Background information
- Also known as: Chiara
- Born: 25 September 1976 (age 49)
- Origin: Senglea, Malta
- Genres: Pop, a cappella, soul
- Occupation: Singer
- Years active: 1998–present
- Labels: Bridge Productions

= Chiara Siracusa =

Maltese singer (born 1976)

Chiara Siracusa (born 25 September 1976), often known mononymously as Chiara, is a Maltese singer. She represented her country in the Eurovision Song Contest in 1998, 2005, and 2009 and is with a second and a third place the third most successful participant who never won the contest (behind Germany's Katja Ebstein and Wind).

== Biography ==
=== Eurovision 1998 ===

In 1998, she won Malta's Song for Europe, the country's national final for Eurovision, with the song "The One That I Love", with which she then took part in Eurovision 1998 in Birmingham. She finished in 3rd place after a tense voting sequence, with the final voting country pushing her from joint 1st into 3rd, leaving her behind the victorious Dana International of Israel, and behind Imaani of the United Kingdom. That was Malta's best ever placing at the time, until the 2002 contest. Chiara revealed in a BBC interview two years later that she cried for several hours in the bathroom of her hotel suite after losing at Eurovision, but she came to see her high scoring as an achievement.

=== Eurovision 2005 ===
In 2005, aiming for another chance at Eurovision, Chiara re-entered the Song for Europe festival, and along with 21 other entries reached the final on 19 February with the song Angel, another ballad which this time she wrote and composed herself. For the first time, Malta's Eurovision entry was selected solely by a public vote. Chiara won with 11,935 phone calls, 566 ahead of her nearest rival Olivia Lewis, and so represented Malta at the Eurovision Song Contest 2005 in Kyiv, Ukraine.

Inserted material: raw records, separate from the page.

PR #226, opened 2026-08-25
feat(sources): Google Drive source pack (milestone 5.9) — files, drives, file_permissions

gracexmatin:
Milestone 5.9: a source pack for Google Drive over Open Connector's `googledrive` service — three tables (`files`, `drives`, `file_permissions`), **live-verified end to end against a real Workspace account** on 2026-08-25. Contract reconciled against gateway v1.3.4 / open-connector `2410fbe` (the same pin as 5.7/5.8); on the provider side the executors pin Google Drive **`v3`** in every URL. No engine changes: the diff is `packs/` plus the registration rosters and docs.

Design record: `docs/superpowers/specs/2026-08-25-open-connector-google-drive-pack-design.md` (phases 1–4, risk R1 resolved). User docs: `docs/open-connector-google-drive.md`.

## What shipped

- `packs/google_drive.yaml` — the declarative pack: `files` (14 columns), `drives` (13), `file_permissions` (11), every design decision annotated inline with its rationale.
- `packs/google_drive.rs` — module doc (status, 11 design decisions, each held by a named test), OnceLock accessor, 25 tests.
- `packs/fixtures/google_drive/` — row fixtures as **redacted live captures** under a default-deny redaction audit, plus both halves of all three contracts (`contracts/` + `contracts/inputs/`, gmail-style).
- Registry entries in `packs/mod.rs` / `source_pack.rs` (+1 roster test), pack doc, status line in `docs/open-connector.md`, the README's source matrix, a cross-link from the Gmail guide — Google splits into one pack per service upstream, so a reader landing on Gmail now has a path to Drive — and the milestone entry in the tasks spec.

## Service shape

The service is spelled `googledrive` and its action IDs carry **two dots** (`googledrive.files.list`) — new to shipped packs, verified engine-safe end to end in phase 1 (`validate_action_id` rejects only `/` and empty dot segments; the URL path keeps dots verbatim; the `rsplit('.')` short-name lookups read table IDs, never action IDs).

Rows are **NORMALIZED** — the opposite of one_drive. Every executor rebuilds rows through a `normalize*` function into a closed key set (`additionalProperties: false`) and pins its own provider-side `fields` projection (`files.list` does not even declare a `fields` input; sending one 400s). So the declared contract is column truth to an unusual degree, and the wire keys are the normalizer's (`sizeBytes` as a number, not Google's string-typed `size`).

## Design decisions

- **The all-drives pin is the pack's one load-bearing fixed input.** `files.list` forwards `supportsAllDrives` verbatim with NO upstream default (unlike its siblings, which default it true), so an unpinned scan silently omits every shared-drive file — the confidently-wrong-rows failure mode. Both halves of the pair are pinned `true`.
- **`q` is an optional RESOURCE, not a filter mapping, structurally**: it is a whole query language, and a FilterMapping's column-op-value literal is never a legal `q`. Trashed files deliberately stay in (`trashed` is a column; filtering belongs in SQL — a `q` pin would collide with the resource and silently narrow the table).
- **`fileId` is a required resource on `file_permissions`** with a three-way enforcement boundary (upstream declares NO `required` array): missing → refused at registration, `""` → schema-layer 400, whitespace → executor 400 at scan time. Loud all three ways. The table means "the permissions of the file this binding names" — the `notion.block_children` shape.
- **The five `restrictions.*` columns trade fingerprint coverage for audit value, knowingly.** `restrictions` is a bare open object, so the five flags sit outside the gate; a coverage test pins exactly those five as the pack's only uncovered columns. Phase 4 supplied what no capture can: a real drive row carried all five spellings verbatim. The per-caller sibling `capabilities` stays unmapped (its values change with the OAuth identity doing the scan).
- Page sizes pinned at the declared ceilings (1000/100/100); the deprecated `teamDriveId` alias is not exposed (avoiding the silent-precedence trap 5.8 needed `exclusive_resources` for); no table declares `error_path` (executors consume in-band Google errors into the gateway failure envelope).
- **Deferred with reasons** (design record): `changes.list` (its cursor must be bootstrapped by a second action — an incremental-sync feed, not a collection), comments / replies / revisions / labels / accessproposals (second wave; the last is Workspace-approval-gated).

## Phase-4 live verification (real Workspace account, seeded corpus)

Seeded: a folder, four files spanning every shape, one shared drive, one shared-drive file, three grant types on one file.

- **Risk R1 resolved in the best direction.** The account started at zero shared drives — that clean empty scan was itself witnessed — then proved able to CREATE one, so `drives` was verified on real rows instead of deferred. All five `restrictions.*` spellings came back verbatim (present `false`s, alongside an unmapped nested `downloadRestriction`).
- **Three-table end-to-end skardi-server scans**, registration passing the fingerprint gate against LIVE discovery. Every mapped column extracted a real non-NULL value somewhere, except three structural residuals (below).
- **The all-drives pin does its job**: the seeded shared-drive file came back with its real `drive_id`. Live absence pattern captured: shared-drive rows drop exactly `owners`+`shared`; `parents`/`starred`/`trashed` stay.
- **Wire bounds confirmed**: 1000/100/100 each 200 with real credentials; 1001/101/0 each 400. Real `pageSize: 1` multi-page walks (~444-char cursors, true terminal `null` on every table). Through skardi-server with a small page size, `LIMIT` stopped a three-page scan after two requests.
- `q` verified live both as a direct input and as a bound binding resource; `fileId` forwarded verbatim on every page; a nonexistent `fileId` produced the documented gateway failure envelope.
- **Live corrections folded into the fixtures**: native Google Docs DO report `sizeBytes` (the null-size row is a folder); every grant carries `permissionDetails`, not just shared-drive ones; owner objects always carry four keys.

**Three columns remain unwitnessed non-null**, each key present-and-null on real rows, each structurally out of reach, each documented as a residual: `drives.org_unit_id` (Workspace org units only), `drives.theme_id` (null even when a drive is CREATED with an explicit theme — it materializes as `color_rgb` + `background_image_link`), `file_permissions.expiration_time` (Google 403s expirations on domain/anyone grants; a user-grant expiration needs a second real account).

## Verification

**CI green on `f763ce8`** ([run 32854955874](https://github.com/SkardiLabs/skardi/actions/runs/32854955874)): 2125 workspace tests passed via `cargo llvm-cov --no-report nextest --all-features`, plus 237 `--ignored` integration tests and 37 doc tests. CI runs the whole workspace through nextest rather than the per-module filter, so the per-pack figures are static counts of test functions in the tree (none `#[ignore]`d): 26 new — 25 in the pack module (`cargo test -p skardi --lib sources::providers::open_connector::packs::google_drive`) plus 1 registry test, taking `sources::providers::open_connector` from 402 to 428.

- 13 contract/conversion: per-table fixture conversions over the redacted live captures; boundary shapes one live tenant cannot produce (empty strings/arrays, partial `restrictions`, a non-null expiration) as inline synthetic pages, marked as such; the default-deny redaction audit over every fixture string leaf; `sizeBytes`-as-string type mismatch with row-scoped error identity; id-less row failing the page; fingerprint pins for all three contracts; the five-column coverage-gap pin; pagination / resource / fixed-input declarations; the captured-input-contract test locking every sendable key plus the declared-but-never-sent negative space per action.
- 12 e2e through MockGateway: per-table wire-declaration scans with exact key sets and the all-drives pins on every page, opaque-cursor continuation and null termination, a fileId-less permissions binding refused before any HTTP, no-pushdown predicates staying local, LIMIT early-stop, empty shared-drive scan, pagination-loop refusal, failure-envelope surfacing with the dotted action id named, UDTF parity, drift-refusal at registration.

## Phase-5 self-review

The review checklist plus the repo's own code-review pass found **no correctness defect in the pack**: all twelve findings were honesty and sync problems in the prose around it, fixed in the last commit. Two would have actively misled a reader. `size_bytes` was documented in three places as null for every native Docs/Sheets/Slides file, with an all-NULL column on a Docs corpus called expected — a phase-3 guess the phase-4 capture contradicts (the native Doc row carries `sizeBytes: 1024`; the null-size row is the folder), so as written it would have talked a future reader out of investigating exactly the always-NULL defect the live pass exists to catch. And the tasks spec's Review notes still announced phase 4 as PENDING — the first thing a reviewer reads, and the opposite of what the 5.9 entry says.

The checks with teeth came back clean, each verified against the code rather than the comments: `owners`' four inner keys are declared `required` under `additionalProperties: false`, so both pluck columns really are inside the fingerprint gate and "only the five `restrictions.*` flags escape it" holds; a missing pluck key fails the page loudly instead of dropping an item, so the two owner columns cannot silently misalign; the loader does refuse a fixed input colliding with a declared resource, as the yaml claims; `max_pages` × 1000 does equal the default `max_rows`; and `validate_action_id` rejects only `/` and a whole-id dot segment, so the two-dot action ids travel safely.

## Caveat carried in the docs

The provider-level OAuth grant requests all three declared scopes including read-write `auth/drive`, though every action this pack maps is read-only. A pack cannot narrow an upstream connection property; documented in the pack doc.

### DIFF
--- a/crates/skardi/src/sources/providers/open_connector/packs/google_drive.rs
+++ b/crates/skardi/src/sources/providers/open_connector/packs/google_drive.rs
@@ -1575,6 +1575,47 @@ bindings:
     }
 
     #[tokio::test]
+    async fn drives_q_resource_forwards_verbatim() {
+        // `drives.list` has its own query language surface (`name` and
+        // `hidden`, rather than the files corpus fields). Pin the binding-to-
+        // wire path independently of `files.q`: the complete expression must
+        // survive verbatim alongside the action's page size and no other key.
+        let gateway = MockGateway::start(|req| {
+            if req.method == "GET" && req.path == "/v1/health" {
+                return MockResponse::ok("{}");
+            }
+            if req.method == "GET" && req.path.starts_with("/v1/actions/") {
+                return google_drive_discovery(&req.path);
+            }
+            if req.method == "POST" && req.path == "/v1/actions/googledrive.drives.list" {
+                return MockResponse::ok(&envelope_ok(
+                    &json!({"drives": [{"id": "d-1", "name": "Engineering"}],
+                            "nextPageToken": null})
+                    .to_string(),
+                ));
+            }
+            MockResponse::new(404, "{}")
+        })
+        .await;
+        let (gateway, ctx) = setup_with_gateway(
+            gateway,
+            "SKARDI_TEST_OC_GDRIVE_DRIVES_Q",
+            "drives",
+            "{q: \"name contains 'x'\"}",
+        )
+        .await;
+
+        let batches = collect(&ctx, "SELECT id FROM saas.gdrive.drives").await;
+        assert_eq!(column_values(&batches, "id"), vec!["d-1"]);
+
+        let inputs = execute_inputs(&gateway, "googledrive.drives.list");
+        assert_eq!(inputs.len(), 1);
+        assert_eq!(inputs[0]["q"], "name contains 'x'");
+        assert_eq!(inputs[0]["pageSize"], 100);
+        assert_eq!(input_keys(&inputs[0]), vec!["pageSize", "q"]);
+    }
+
+    #[tokio::test]
     async fn file_permissions_scan_forwards_its_required_file_id_on_every_page() {
         // The binding names the file, and the value rides EVERY request
         // including continuations — rows carry no file identity of their
--- a/crates/skardi/src/sources/providers/open_connector/packs/google_drive.rs
+++ b/crates/skardi/src/sources/providers/open_connector/packs/google_drive.rs
@@ -209,13 +209,15 @@ mod tests {
         MockResponse::ok(&discovery_ok("{}", output_schema, true, None))
     }
 
-    // ── Contract tests. The row fixtures are SYNTHETIC (phase 3),
-    // provider-shaped key-for-key from the executors' normalizers: the
-    // always-present `?? null` keys appear in every row (null where no
-    // value), the conditionally-spread keys are genuinely absent where
-    // upstream would drop them, and identities/names are obviously
-    // synthetic. Phase 4 replaces them with redacted live captures and
-    // adds the default-deny redaction audit the one_drive pack carries. ──
+    // ── Contract tests. The row fixtures are REDACTED LIVE CAPTURES
+    // (phase 4, 2026-08-25), provider-shaped key-for-key: the
+    // always-present `?? null` keys carry explicit nulls, the
+    // conditionally-spread keys are absent exactly where upstream
+    // dropped them on the wire, and every identity, name and URL is
+    // synthetic — a property enforced by
+    // `fixtures_are_redacted_captures_under_a_default_deny_audit`
+    // rather than asserted by hand. The deliberately-broken
+    // mismatch fixture stays synthetic by design, and says so. ──
 
     fn convert_fixture(table: &SourcePackTable, fixture: &str) -> RecordBatch {
         let page: Value = serde_json::from_str(fixture).expect("fixture parses");
@@ -1766,7 +1768,8 @@ bindings:
         // an error. This is also the shape design record R1 warns about:
         // "empty and correct" and "empty because the account cannot see
         // shared drives at all" are indistinguishable from here, which
-        // is exactly why phase 4 needs an account that can see one.
+        // is exactly why phase 4 needed an account that could see one
+        // — R1, resolved: the phase-4 account created its own.
         let gateway = MockGateway::start(|req| {
             if req.method == "GET" && req.path == "/v1/health" {
                 return MockResponse::ok("{}");
--- a/crates/skardi/src/sources/providers/open_connector/packs/google_drive.rs
+++ b/crates/skardi/src/sources/providers/open_connector/packs/google_drive.rs
@@ -1,0 +1,1967 @@
+//! Google Drive source pack: `files`, `drives` and `file_permissions`
+//! over Open Connector's `googledrive` service, reconciled against a
+//! live gateway (v1.3.4, open-connector at `2410fbe`, 2026-08-25).
+//! Design record:
+//! `docs/superpowers/specs/2026-08-25-open-connector-google-drive-pack-design.md`;
+//! user documentation: `docs/open-connector-google-drive.md`.
+//!
+//! **Status: phases 1–4 complete (live-verified 2026-08-25).** Phase 1
+//! reconciled the contract without provider credentials: action
+//! inventory, all six schema captures byte-exact from discovery, the
+//! input surfaces, the declared page-size bounds and the
+//! undeclared-key 400s (the gateway validates inputs before authz).
+//! Phase 4 then verified every load-bearing claim against a real
+//! Workspace account through a seeded corpus (6 files, 1 shared drive,
+//! 3 grants): the five `restrictions.*` spellings witnessed verbatim on
+//! a real drive row; the pinned page sizes real WIRE bounds (1000/100/
+//! 100 accepted; 1001/101/0 all 400); real multi-page walks at
+//! `pageSize: 1` with ~444-char cursors and terminal-page `null` on
+//! every table; the all-drives pin actually surfacing shared-drive
+//! rows; registration passing the fingerprint gate against LIVE
+//! discovery; a full three-table scan through skardi-server with LIMIT
+//! stopping real pagination one page early; and the row fixtures
+//! re-derived as redacted live captures under a default-deny audit.
+//! Three columns remain live-unwitnessed non-null, each key PRESENT
+//! (null) and correctly spelled on real rows, each structurally out of
+//! reach: `drives.org_unit_id` (reports only under Workspace org
+//! units), `drives.theme_id` (null even when a drive is CREATED with an
+//! explicit theme — the theme materializes as color + background link),
+//! and `file_permissions.expiration_time` (Google 403s expirations on
+//! domain/anyone grants and a user-grant expiration needs a second real
+//! account).
+//!
+//! Design decisions and their rationale. Each is held by a named test
+//! below unless marked as an upstream property no Skardi-side test can
+//! hold:
+//!
+//! - **The service is spelled `googledrive` and its action IDs carry
+//!   TWO dots** (`googledrive.files.list` — the upstream action name is
+//!   itself dotted). New to shipped packs, verified safe end to end in
+//!   phase 1: `validate_action_id` rejects only `/` and empty dot
+//!   segments, the URL path keeps dots verbatim, and the `rsplit('.')`
+//!   short-name lookups read TABLE ids (`google_drive.files`), never
+//!   action ids. Every e2e test below exercises the dotted id against
+//!   the mock gateway, and the drift/error tests pin that it survives
+//!   into error identity too.
+//! - **Rows are NORMALIZED, the opposite of `one_drive`.** Every
+//!   executor rebuilds rows through a `normalize*` function into a
+//!   fixed key set, the declared row objects are `additionalProperties:
+//!   false`, and each executor pins its own provider-side `fields`
+//!   projection — `files.list` does not even declare a `fields` input
+//!   (sending one 400s, probed live). So the wire keys are the
+//!   normalizer's (`sizeBytes`, not Google's string-typed `size`), the
+//!   declared contract is column truth to an unusual degree, and every
+//!   mapped path except the five `restrictions.*` flags resolves inside
+//!   the declared item schema
+//!   (`only_the_five_restriction_flags_escape_the_fingerprint_gate`).
+//! - **Two spellings of "no value", both modeled in the fixtures.** The
+//!   `?? null` normalizer fields are always present (explicit JSON
+//!   null); the conditionally-spread ones (`parents`/`owners`/`shared`/
+//!   `starred`/`trashed` on files, `hidden`/`capabilities`/
+//!   `restrictions` on drives, the three `optionalBoolean` flags on
+//!   permissions) vanish from the row entirely. Both convert to SQL
+//!   NULL; a present `false` stays `false`
+//!   (`file_permissions_fixture_converts_every_grant_shape`). The live
+//!   absence patterns are narrower than the declarations allow:
+//!   shared-drive file rows drop exactly `owners`+`shared` (keeping
+//!   `parents`/`starred`/`trashed`), non-user grants carry
+//!   `allowFileDiscovery` while user grants carry
+//!   `deleted`+`pendingOwner`, and every grant carries
+//!   `permissionDetails` — the fixtures pin these as captured.
+//! - **Three tables, scoped by the operator in phase 2.** `files` (the
+//!   corpus), `drives` (shared-drive inventory — legitimately empty on
+//!   an account with no shared-drive membership, design record R1), and
+//!   `file_permissions` (per-file sharing audit). Design record R1
+//!   resolved in phase 4: the account turned out to be Workspace and
+//!   able to CREATE a shared drive, so the drives table was verified on
+//!   real rows instead of deferred. Deferred at the
+//!   admission gate, recorded in the design record: `changes.list`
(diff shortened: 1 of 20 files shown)


yiyi-wang-skardi:
@yiyi-wang-skardi is now reviewing this PR using Claude Code — opus (reasoning effort max). Target HEAD commit: https://github.com/SkardiLabs/skardi/commit/f763ce85529438b27c39a2b9ffc46c7a2af351fd (`f763ce8`).

crates/skardi/src/sources/providers/open_connector/packs/google_drive.yaml
```diff
@@ -0,0 +1,343 @@
...
+      # "unreported", never false.
+      # Why ship them at all: `domain_users_only` / `drive_members_only`
+      # answer "how open is this drive", squarely the sharing-audit
+      # question `file_permissions` exists for. Its per-caller sibling
+      # `capabilities` stays unmapped — its values change with the OAuth
+      # identity doing the scan ("Capabilities the current user has"),
+      # so the same table under two bindings would disagree; that is a
+      # permission view, not drive data, and no declaration shape would
+      # make it a column.
+      - { name: admin_managed_restrictions, path: restrictions.adminManagedRestrictions, type: boolean, nullable: true }
```
yiyi-wang-skardi, line 264: **Consider adding `restrictions` as a `json` column *alongside* these five booleans**, to make the pack's one acknowledged gap diagnosable.

The design record rejects the json option — "Mapping it as one `json` column was rejected: a blob no SQL predicate can reach without JSON functions is not a usable answer to 'which drives are domain-restricted'" — and as a *replacement* for the typed booleans that reasoning is right. But the record only weighs json-**instead-of**, never json-**in-addition-to**, and the additive version keeps the SQL ergonomics while closing the diagnosis problem:

- `path: restrictions` **is** declared in the contract (`{"type":"object","properties":{},"additionalProperties":{}}`), so a `json` column there sits *inside* the fingerprint gate — `fingerprint_uncovered_columns` would not report it.
- Today, an upstream inner-key rename means all five booleans go silently all-NULL with registration still passing; that is exactly the case-1 gap the coverage test pins as reviewed. With a raw `restrictions` column, the same rename shows five NULLs *next to* a populated JSON blob carrying the new spellings — a one-query diagnosis instead of an invisible failure.
- No engine change needed, and no new pattern: mapping one wire path into two columns is already done in this very PR (`owners` → `owner_display_names` + `owner_email_addresses`), and `type: json` over an open object is established precedent (`notion.properties`, `gmail.criteria`/`action`, `feishu.sender`).

Cost is one column on a table that is legitimately empty for many accounts anyway. Not a merge blocker — the trade as shipped is explicit and phase-4 real rows close the authoring-error class — but it turns "nothing closes the future-drift class" into "drift is visible the first time anyone looks".

crates/skardi/src/sources/providers/open_connector/packs/google_drive.rs
```diff
@@ -0,0 +1,1970 @@
...
+            .expect("row path")
+            .rows(page, 1)
+            .expect("row array");
+        RowConverter::new(table.fields)
+            .expect("converter")
+            .convert(rows, 1)
+            .expect("page converts")
+    }
+
+    fn utf8<'a>(batch: &'a RecordBatch, name: &str) -> &'a StringArray {
```
yiyi-wang-skardi, line 238: **DRY, convention-level:** these Arrow/SQL accessor helpers are mechanical and now duplicated into a ninth pack test module. Measured across `packs/*.rs`: `async fn collect` appears in 9 modules, `fn utf8` in 8, `fn boolean` in 6, and `convert_page` / `column_values` / `input_keys` in 4 each. I diffed this module's `fn utf8` against `one_drive.rs` — byte-identical.

`testutil.rs` is already the home for exactly this kind of shared test scaffolding (`envelope_ok`, `discovery_ok`, `fingerprint_uncovered_columns`, `EnvVarGuard`), so lifting the type-generic accessors there would be a natural fit rather than a new abstraction. `utf8_list` and `list_items` are genuinely new here (no sibling pack has list columns) and would be the first users of a shared list helper.

Explicitly **not** a blocker and not this PR's invention — the PR follows the existing convention faithfully, and changing it is a repo-wide cleanup that does not belong in a pack-addition PR. Flagging it because the duplication is now large enough to be worth a follow-up.

crates/skardi/src/sources/providers/open_connector/packs/google_drive.rs
```diff
@@ -0,0 +1,1970 @@
...
+                "q",
+                "supportsAllDrives"
+            ],
+            "both scopes ride alongside the pins: {}",
+            inputs[0]
+        );
+    }
+
+    #[tokio::test]
+    async fn drives_scan_sends_only_its_page_size_and_terminates_on_null() {
```
yiyi-wang-skardi, line 1533: Small coverage asymmetry: **`drives`' optional `q` resource never reaches the wire in any test.** Every `setup_with_gateway` call binding `drives` passes an empty resource (this test and `scan_of_an_account_with_no_shared_drives_is_clean`), so the only end-to-end `q` evidence is on `files` (`optional_resources_forward_verbatim_and_compose`). Its *declaration* is pinned by `resources_and_fixed_inputs_are_exactly_as_designed`, and it is declared in the captured input contract, so this is a gap in wire evidence rather than in correctness — the two `q` resources go through identical machinery.

Given how exhaustive the rest of the e2e matrix is (per-table exact key sets, cursor continuation, loop refusal, drift refusal, UDTF parity), a one-line variant of this test binding `resource: {q: "name contains 'x'"}` and asserting `input_keys == ["pageSize", "q"]` would close it cheaply. Worth noting that the drives query language differs from the files one (`hidden = true`, `name contains …`), so it is not purely redundant with the `files` case.

yiyi-wang-skardi (approved):
## Audit: Google Drive source pack (milestone 5.9)

Three tables (`files`, `drives`, `file_permissions`) over Open Connector's `googledrive` service. **Zero engine changes** — the shipped code is a YAML asset plus a 20-line `loader::builtin` shim and two registration-roster entries; everything else is tests, captured contracts, fixtures and docs. The declarative surface is where the risk lives, so I machine-checked the declarations against the committed contracts rather than only reading them.

### Verified independently

- **All 38 column declarations** (14 / 13 / 11 — counts match the tests and both docs) resolve inside the contract item schemas and are type-consistent with the declared wire types (`sizeBytes` really is `integer` bounded to ±2^53−1, so `int64` is safe; every `timestamp_ms_utc` path is a string). Exactly the five `restrictions.*` paths fall outside the gate — matching the pinned coverage test, no more and no less.
- **All three row fixtures validate against their contracts** (required keys, `additionalProperties: false`, leaf types). `files_type_mismatch.json` violates exactly one field (`sizeBytes` as a string) — precisely the drift path it exists to exercise.
- **Input surface**: every key the pack can send (resources, fixed inputs, `pageToken`, `pageSize`) is declared in the captured input schemas; the pinned page sizes 1000/100/100 each equal that action's declared `maximum`; `nextPageToken` is `anyOf [string, null]` **and** in `required` on all three, so null-cursor termination is sound.
- **The two-dot action id is safe end to end** (the one genuinely new shape here): `validate_action_id` rejects only `/` and a bare `.`/`..`; `ACTION_ID_SET` preserves `.`, so `googledrive.files.list` travels the path verbatim; every `rsplit('.')` / `split_once('.')` in shared code reads *table* ids. Short-name resolution is scoped per pack, so the new `files` table cannot collide with the existing `slack.files`.
- **No shared-namespace collisions**: the pack's fixed inputs, resources and pagination inputs are mutually disjoint (the loader rejects all four collision pairs, including the pagination-overwrites-resource one).
- **Cache isolation**: `scan_cache_key` includes `connection_alias` and the canonicalized `resource`, so bindings differing only by `q`/`fileId` — or by Google account — cannot serve each other's rows. Worth confirming for this pack specifically, since `q` makes the same table mean different row sets.
- **Fixtures are genuinely redacted** (synthetic ids at live lengths, `example.com` identities, rebuilt URL shapes), enforced by a default-deny audit whose fallthrough arm is `false` — a re-captured fixture carrying a real `nextPageToken` would fail it rather than slip through. Conversion errors carry row identity but never row values (the test asserts `48213` never appears).
- **Checkable doc claims hold**: `max_pages` 100 × `page_size` 1000 = `max_rows` 100 000; the 16 MiB response cap; 25 pack tests + 1 registry test. `scripts/check_markdown_links.py` passes on the new docs.

### Not verified here

No Rust toolchain in this environment, so I could not run `cargo test` — **CI is the arbiter for the 26 tests**. The phase-4 live-gateway claims (real Workspace account, wire bounds, witnessed `restrictions.*` spellings) are unreproducible without credentials; I checked them only for internal consistency across the YAML, module doc, user doc, design record and task list, and found no contradiction.

### Security

No provider credentials enter Skardi; all three actions are read-only `.list`; the `q` resource reaches the gateway as a JSON body value, so there is no URL- or query-injection surface. The one real caveat — the provider-level OAuth grant requests read-write `auth/drive` even though the pack is read-only — is an upstream connection property a pack cannot narrow, and the user doc surfaces it prominently rather than burying it. Correct call.

### Verdict

**No correctness, safety or security defect found.** The one acknowledged gap (five columns outside the fingerprint gate) is documented at every layer and deliberately priced. Three non-blocking suggestions below; the first is the only one I would actually push for.

crates/skardi/src/sources/providers/open_connector/packs/google_drive.yaml
gracexmatin: Verified every claim here against the code before deciding, and all three hold. The design record does only argue against json-*instead-of* — "Mapping it as one `json` column was rejected: a blob no SQL predicate can reach…" — and says nothing about json-*in-addition-to*; you read it correctly. A column at `path: restrictions` would sit inside the gate: `fingerprint_uncovered_columns` descends `["properties"][segment]` per dot segment (`testutil.rs`), so `restrictions` resolves to the declared object and is not reported, while the five `restrictions.*` paths still are — the "exactly those five" pin would not need touching. And the failure mode is as described: the flags are `nullable: true`, and `convert_column` turns `RowPathNotFound` into a NULL cell with no error and no event (`json_to_arrow.rs`), so an inner-key rename is five silent NULLs with registration still passing. The precedents are real too (`type: json` in notion/gmail/feishu/outlook/discord; one path into two columns via `owners` in this PR).

Declining it anyway, on three grounds.

**It detects nothing.** No refusal, no event — the blob pays off only when a human looks. A human who is looking already has `open_connector_scan`, which types every object as an opaque JSON column (`raw_schema.rs`), so `SELECT id, restrictions FROM open_connector_scan(<gateway>, 'googledrive.drives.list', '{}', '$.drives')` shows the current spellings today, no pack change. The added column buys one skipped `raw_action_allowlist` entry, not a capability — and it buys it permanently, on a stable schema, for an occasional diagnostic action.

**It moves the risk downstream.** The five booleans keep the documentation-sourced spellings in ONE reviewed place with a coverage test pinning them. A blob makes every caller re-derive `domainUsersOnly` from Google's docs inside a `LIKE` or a JSON function — unreviewed, unpinned, multiplied by the number of readers. That is the same undeclared-spelling risk, relocated to where nothing checks it.

**"No new pattern" is half true.** `type: json` over an open object has precedent, and one path into two columns has precedent. But I checked all nine `packs/*.yaml`: no json column's path is also the prefix of a typed column anywhere in the repo. Typed scalars *and* the same subtree as a raw blob would be a new shape — fine in principle, but it should be adopted as a decision, not slipped in as reuse.

Two things worth adding to the record, since the comment sharpens both. The silent window is narrower than the caveat reads: it needs upstream to rename an inner key *while still declaring nothing* about the object. If Google starts declaring these properties, the declaration changes, the fingerprint changes, and registration refuses — that direction is already loud. And what would actually *close* the class is neither the blob nor the booleans but a column spelling that fails when a key is missing under a PRESENT parent; the engine already holds exactly that doctrine for object-list plucks (`json_to_arrow.rs`: a dropped pluck key fails the page rather than yielding an all-null list) and has no scalar equivalent. That is engine work for its own milestone.

Both are now written into the design record, along with this additive option and why it was declined, so the next reader does not have to re-derive it — and the pack doc's caveat now ends with the raw-scan query to run when the five ever come back all-NULL, which turns the warning into an action. Thanks for the push on this one; the gap in the record was real even though the column is not going in.

BtXin (approved):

Chiara had the distinction of joining an unusually extensive list of 2005 competitors who had competed previously in the contest, including Iceland's 1999 runner-up Selma, and Greece's Helena Paparizou, who in the 2001 contest was lead singer of third-placed Antique. Chiara came second in the Contest with 192 points, putting her ahead of Malta's only other Eurovision runner-up, Ira Losco and making "Angel" the most successful Maltese entry of all time. One scholarly study has claimed that, were it not for the effects of regional "bloc" voting, Chiara would have won the Contest.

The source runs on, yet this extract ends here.